The performance of a secure TLS connection is influenced by the selection of the cipher suite, which defines the specific algorithm and the key size. We will now calculate the performance of a specific example using the TLS_DHE_RSA_WITH_AES_128_CBC_SHA256 cipher suite, since this is currently a minimum suggested strength for a secure TLS connection. Of course in any network protocol, normal network effects like latency and throughput have real-world effects. The calculations below only concentrate on the major computational tasks of the end devices. The first calculation profile is the handshake phase.
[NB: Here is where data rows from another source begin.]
PR #320, opened 2016-12-30
fixes #17873 - clear association cache when converting host

timogoebel:
I thought I had seen everything, but this really takes the cake.
Details on the issue, to cut it short:

When rendering foreman_url for the PXELinux templates in some cases:

```ruby
proxy = @host.try(:subnet).try(:tftp)
```
and
```ruby
primary_interface = @host.try(:interfaces).try(:find) {|i| i.primary? }
proxy = primary_interface.try(:subnet).try(:tftp)
```

should return the same, but they don't. This is, because the subnet through primary interface association is not up to date.

I wasn't able to come up with a test for this. Suggestions welcome.

### DIFF
--- a/app/services/foreman_discovery/host_converter.rb
+++ b/app/services/foreman_discovery/host_converter.rb
@@ -5,6 +5,7 @@ class ForemanDiscovery::HostConverter
   # Creates shallow copy.
   def self.to_managed(original_host, set_managed = true, set_build = true)
     host = original_host.becomes(::Host::Managed)
+    host.clear_association_cache
     host.type = 'Host::Managed'
     # the following flags can be skipped when parameters are set to false
     if set_managed


lzap:
Yeah, combination of hacky STI and complex New Host javascript form. Honestly I have no idea how to test this and I would much rather invest time in refactoring discovered host (http://projects.theforeman.org/issues/14035 and http://projects.theforeman.org/issues/13848) instead. I suggest to merge this without unit test. @orrabin ?

timogoebel:
@lzap : I'm currently trying to come up with a decent unit test. Let me try one or two more things. Also this currently beaks two tests. I already know why. Will push an updates version later.

lzap:
@timogoebel ok but since caching is also disabled during tests, I would be fine just with doing `expects` on the method you added to ensure this won't get lost in the future...

lzap:
I see you moved the line, what is the status?

timogoebel:
@lzap: Unit tests pass with the line moved. I manually retested it again in our environment with the line moved. Fixed the issue. I gave up with the test for now. I'd say: Merge it, if anyone comes up with a decent test for this we can merge it in a separate PR.

For my reference: Current status of the test is here: https://gist.github.com/timogoebel/0bd8b02ec51dd9903419e20a4ad34570

lzap:
Thanks a lot for the fix, nasty ugly horrible one this is :-)

timogoebel:
Thank you for your help with this, @orrabin and @lzap !

lzap:
Timo, I tried to reproduce with the added line commented out and I did not reproduce it at all.

- Discovered a host with two NICs
- Set the other one as managed, provision, primary
- Set new DNS name
- Submit

TFTP orchestration was performed and foreman_url renders to Smart Proxy. All is fine, this is develop. Can you re-test? I am going to revert it for https://github.com/theforeman/foreman_discovery/pull/346

timogoebel:
@lzap : I fear, I don't have time to test this this week. I'm fine with removing the line for now. I saw the error with 1.13. Maybe a newer rails version or something fixes the issue?

timogoebel:
@lzap: Despite the awesome weather, I did test this. Here are my findings:

I created two discovered hosts with this script:
https://gist.github.com/timogoebel/86b5f333efea150e50d1960e1e7f5de3
I don't know where I stole that from, probably from you. Thanks a lot, anyways.

For both hosts, I changed the network settings like this:


1. Remove IP, DNS-Name, Primary, Provision from `fake1` interface. Managed is still active.
2. Activate managed flag for `fake2`
3. Add a new interface: Type bond, bond0 as identifier, Domain: example.com, Managed true, Primary true, Provision true, Attached devices: `fake1,fake2`.
4. Suggest a random name.

After provisioning, the hosts look like this:

First host, with `host.clear_association_cache` commented out (e.g. without this patch).

image
Note: `fake1` interface still has a subnet and an address set.

Second host, with `host.clear_association_cache` enabled:

image
Note: `fake1` is clean.

Do you see that as well? I'm still investigating further.

timogoebel:
@lzap: I tried to recreate the reproducer I wrote in the bug report for this and wasn't able to reproduce this. I think, we're safe to revert this and I will try this again in a production environment and see if I still see the error.

lzap:
Ok thanks for putting such an effort in this. First, let's identify what is the problem here because I struggle to understand this. So do you expect the subnet and IP to disappear from fake1? Because the latter is known issue which I am about to finally fix, the unused_ip is never called, we simply leave IP address "as is" and don't touch it: https://github.com/theforeman/foreman_discovery/pull/306

The former (subnet) is suspicious, we detect that and set it explicitly during discovery phase, this might confuse hostgroup handling so it thinks this is explicitly set and keeps this. Maybe all we need is to override this from hostgroup. Edit: One thing we need to keep in mind and that is that primary interface always has subnet set (if it was previously discovered) because then the last orchestration step in queue (reboot) won't be performed if Foreman has no direct connection.

We need to store subnet during discovery phase to detect which proxy to use for communication towards proxy, we basically "abused" subnet of a host (which is an alias to primary.subnet). Maybe this was bad design from the day one and we want to introduce new field for this. It just felt natural to use it.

For the purposes of the calculations, we assume a 3 deep certificate chain (SoC-> Device ODM -> Device OEM) for both the server and client. When the device certificates are exchanged and verified with RSA, the signature verification creates the bulk of the CPU load. The RSA verify process uses a modular exponentiation with a fixed public key exponent, so the operation is not as resource intensive as an RSA signature generation. The modular exponentiation is also the dominant math operation in generating an RSA signature but the exponent is much larger, thus taking more processing time. The modular exponentiation function can be offloaded into a dedicated hardware acceleration engine, called a public key accelerator.
The next major CPU intensive process of this cipher suite handshake is the DHE component, where there are multiple modular exponentiations for both the server and the client. DHE works as follows:
- Server sends Client a SERVER KEY EXCHANGE message during the TLS Handshake. The message contains:
- Prime number p
- Generator g
- Server's Diffie-Hellman public value A = g^X mod p, where X is a large random private integer chosen by the server and never shared with the client.
- Signature (S) of the above (plus two random values) computed using the server's private RSA key
- Client verifies the signature S
- Client sends server a CLIENT KEY EXCHANGE message. The message contains:
- Client's Diffie-Hellman public value B = g^Y mod p, where Y is a private integer chosen at random and never shared.
- Server and Client calculates the pre-master key (PMK) using each other's public values:
- Server calculates PMK = B^X mod p
- Client calculates PMK = A^Y mod p
- Client sends a CHANGE CIPHER SPEC message to the server, and both parties continue the handshake using ENCRYPTED HANDSHAKE MESSAGES
Notes: The prime p, as well as X and Y should not be smaller than the size of the RSA private key. While X and Y can be smaller, the cryptographic strength and computation effort of the calculation is directly proportional to their length. g can be small and has no bearing on the calculation effort.
These operations conclude the CPU intensive operations of the handshake phase since the session master key generation and other setup is trivial in comparison. The end result is that there can be up to 6 modular exponentiations on the server and 5 on the client to perform this handshake, where 3 of each of these are the shorter verify exponent operations.
Typical system on chip (SoC) designs clock cryptographic accelerators at a divider of the main bus frequency which allows the peripherals to run at a more energy efficient clock rate. In our example, we select 200 MHz for the CPU and 100 MHz for the accelerator. Since these operations are all atomic, they scale directly with frequency. Table 1 shows that you can easily achieve a 10 times improvement for number of connections per second by using a hardware accelerated system to accelerate the public key operations.